____ Source data
PR #44, opened 2019-02-25
New HTTP/2 currency types.

Lukasa:
Motivation:

As discussed in our HTTP/2 types manifesto, it is helpful to run more
metadata through the HTTP/2 pipeline. This makes it easier to write
ChannelHandlers that fully participate in the HTTP/2 state machine
while avoiding needing to too tightly couple the handlers.

Modifications:

- Added new HTTP/2 pipeline data types.
- Removed HTTP2Frame.FrameFlags, moved flags into relevant payloads.

Result:

Right now, not much. All tests pass with new payload types. The full
data path rewrite will follow in a separate patch, as this one is large
enough.

### DIFF
--- a/Sources/NIOHTTP2/HTTP2Frame.swift
+++ b/Sources/NIOHTTP2/HTTP2Frame.swift
@@ -16,13 +16,168 @@ import NIO
 import NIOHTTP1
 import NIOHPACK
 
+// This file contains the data types used in the HTTP/2 channel pipeline.
+//
+// The HTTP/2 channel pipeline is a slightly complex entity with a number of channel handlers cooperating together to implement a
+// full HTTP/2 stack. These handlers can be divided into three conceptual groups:
+//
+// 1. Core protocol handlers. These provide core protocol features and conformance, and require a deep understanding of the
+//     behaviour of the state machine in the HTTP2Handler.
+// 2. Non-core handlers. These handlers need the full frame information, but do not themselves participate in protocol
+//     conformance.
+// 3. Per-stream handlers. These handlers are usually part of a child HTTP2StreamChannel of the HTTP2StreamMultiplexer.
+//     These handlers are tied to a single stream, and so gain no utility from being able to see or manipulate the HTTP2Frame
+//     data type.
+//
+// For this reason, there are multiple data types used throughout the various parts of the HTTP/2 channel pipeline structure.
+// Each of these can be thought of as a composition of one of the "less featureful" data types with the information needed to
+// become more featureful.
+//
+// These data types are:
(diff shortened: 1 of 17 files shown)


Sources/NIOHTTP2/HTTP2Frame.swift
```diff
@@ -16,13 +16,158 @@ import NIO
...
+// as makes it very hard to confidently associate a specific state change with a single frame.
+//
+// As we're essentially distributing the core protocol implementation across multiple ChanneHandlers, it reasonable to
+// consider the state machine result to be "data".
+
+
+/// A single HTTP/2 frame, along with the state change it triggered in the state machine.
+public struct HTTP2FrameWithMetadata {
+    /// The received HTTP/2 frame.
+    var frame: HTTP2Frame
```
weissi: shouldn't those `var`s be `public`

Sources/NIOHTTP2/HTTP2Frame.swift
```diff
@@ -16,13 +16,158 @@ import NIO
...
+    /// The state change triggered in the connection.
+    var metadata: NIOHTTP2ConnectionStateChange
+}
+
+
+/// A single HTTP/2 frame, along with an optional promise that will be fulfilled with
+/// the state change triggered by parsing this frame.
+public struct HTTP2FrameWithMetadataRequest {
+    /// The HTTP/2 frame to send.
+    var frame: HTTP2Frame
```
weissi: and these guys too?

Sources/NIOHTTP2/HTTP2Frame.swift
```diff
@@ -39,7 +184,7 @@ public struct HTTP2Frame {
         /// A DATA frame, containing raw bytes.
         ///
         /// See [RFC 7540 § 6.1](https://httpwg.org/specs/rfc7540.html#rfc.section.6.1).
-        case data(IOData)
+        case data(Data)
```
weissi: I find this reads a bit confusing because (`Foundation.`)`Data` is such a well-known type but here you're referring to `FramePayload.Data`...

Lukasa: Would it be helpful to use the explicit fully qualified type name, or do you want a new name here?

weissi: up to you but I think qualifying is good enough

Lukasa: Resolved.

Lukasa:
Ok, ready for re-review.

PR #50, opened 2019-03-05
[nghttp2] Work around two possible crashes.

MrMage:
Context: Our services received (invalid) HTTP2 streams with a disallowed `connection` header. This caused a `nghttp2 error: Invalid HTTP header field was received: frame type: 1, stream: 23, name: [connection], value: [keep-alive]` to be logged, but also caused our serving process to crash subsequently in `onStreamCloseCallback`. After that was worked around, `doOneWrite` was called with a negative length.

This patch does _not_ fix the underlying issue, it only prevents a hard crash of the process until we can migrate to the non-`nghttp2` implementation.

### DIFF
--- a/Sources/NIOHTTP2/NGHTTP2Session.swift
+++ b/Sources/NIOHTTP2/NGHTTP2Session.swift
@@ -490,7 +490,9 @@ class NGHTTP2Session {
 
     /// Called when the stream `streamID` is closed.
     fileprivate func onStreamCloseCallback(streamID: Int32, errorCode: UInt32) throws {
-        let streamData = self.streamIDManager.getStreamData(for: streamID)!
+        guard let streamData = self.streamIDManager.getStreamData(for: streamID) else {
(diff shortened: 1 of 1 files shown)


Sources/NIOHTTP2/NGHTTP2Session.swift
```diff
@@ -490,7 +490,9 @@ class NGHTTP2Session {
 
     /// Called when the stream `streamID` is closed.
     fileprivate func onStreamCloseCallback(streamID: Int32, errorCode: UInt32) throws {
-        let streamData = self.streamIDManager.getStreamData(for: streamID)!
+		guard let streamData = self.streamIDManager.getStreamData(for: streamID) else {
+			throw NIOHTTP2Errors.NoSuchStream(streamID: HTTP2StreamID(knownID: streamID))
+		}
```
Lukasa: Can you fix up the indentation here?

MrMage: Yikes, sorry!

Lukasa:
________
§ **Work to be completed**: Copy every line from the records that holds the string "shown".

§ **Solution to this task**:
(diff shortened: 1 of 17 files shown)
(diff shortened: 1 of 1 files shown)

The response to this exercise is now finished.